# If it's too good to be true, it probably is



## Josh_

As I've related before sometimes the simplest phrases in English prove to be very problematic when trying to render them in Arabic.  The age old aphoristic platitude "if it's too good to be true, it probably is" is one of those.  I was talking with an Arab friend the other day and I wanted to express this idea, but could not think of how to convey it in Arabic.  I think the most problematic part of this saying is the "too,"  but really, the whole thing is difficult.  Most of the time "too" be expressed by certain words phrases -- زيادة , أكثر مما ينبغي , etc. -- or is implicit in the word itself -- الكرسي كبير على الولد (the chair is (too) big for the child, هو ثقيل عشان أشيله (Egyptian Arabic) huwwa ti2iil 3ashaan ashiil-u  (he is (too) heavy for me to carry), etc.  But none of these seem to work in this phrase. Here's my measly attempt at a translation:

إذا بدا الأمر  أنه جيد زيادة أنه يكون حقيقي، فمن المحتمل أنه كذلك

Anyway, I have two requests:
1) Is there an equivalent Arabic phrase to express this idea, and if so what is it?
2) What are your suggestion(s) on how to translate this phrase into Arabic?


----------



## Mahaodeh

I would say: إذا بدا الأمر وكأنه أفضل من أن يكون حقيقي، فهو على الأغلب كذلك.  This is for the translation, but I doubt anyone would understand it as you would in English.  I keep feeling that the phrase  فهو على الأغلب كذلك seems to mean that it is probably true, not probably "too good to be true".  So if you want to express it in Arabic I would advise: إذا بدا الأمر وكأنه حلم/خيال/غير حقيقي، فهو على الأغلب كذلك.

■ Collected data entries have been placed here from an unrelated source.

PR #305, opened 2020-05-08
Enabled dispatching customization for importing collections

fao89:
https://pulp.plan.io/issues/6673
closes #6673

### DIFF
--- a/pulp_ansible/app/galaxy/mixins.py
+++ b/pulp_ansible/app/galaxy/mixins.py
@@ -1,0 +1,33 @@
+import shutil
+from tempfile import NamedTemporaryFile
+
+from django.conf import settings
+from pulpcore.plugin.tasking import enqueue_with_reservation
+
+from pulp_ansible.app.tasks.collections import import_collection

Regarding your first reqest, I don't recall any proverb or idom that could express the idea.  There may be one that I don't know.


----------



## ayed

Josh_ said:


> As I've related before sometimes the simplest phrases in English prove to be very problematic when trying to render them in Arabic. The age old aphoristic platitude "if it's too good to be true, it probably is" is one of those. I was talking with an Arab friend the other day and I wanted to express this idea, but could not think of how to convey it in Arabic. I think the most problematic part of this saying is the "too," but really, the whole thing is difficult. Most of the time "too" be expressed by certain words phrases -- زيادة , أكثر مما ينبغي , etc. -- or is implicit in the word itself -- الكرسي كبير على الولد (the chair is (too) big for the child, هو ثقيل عشان أشيله (Egyptian Arabic) huwwa ti2iil 3ashaan ashiil-u (he is (too) heavy for me to carry), etc. But none of these seem to work in this phrase. Here's my measly attempt at a translation:
> 
> إذا بدا الأمر أنه جيد زيادة أنه يكون حقيقي، فمن المحتمل أنه كذلك
> 
> Anyway, I have two requests:
> 1) Is there an equivalent Arabic phrase to express this idea, and if so what is it?
> 2) What are your suggestion(s) on how to translate this phrase into Arabic?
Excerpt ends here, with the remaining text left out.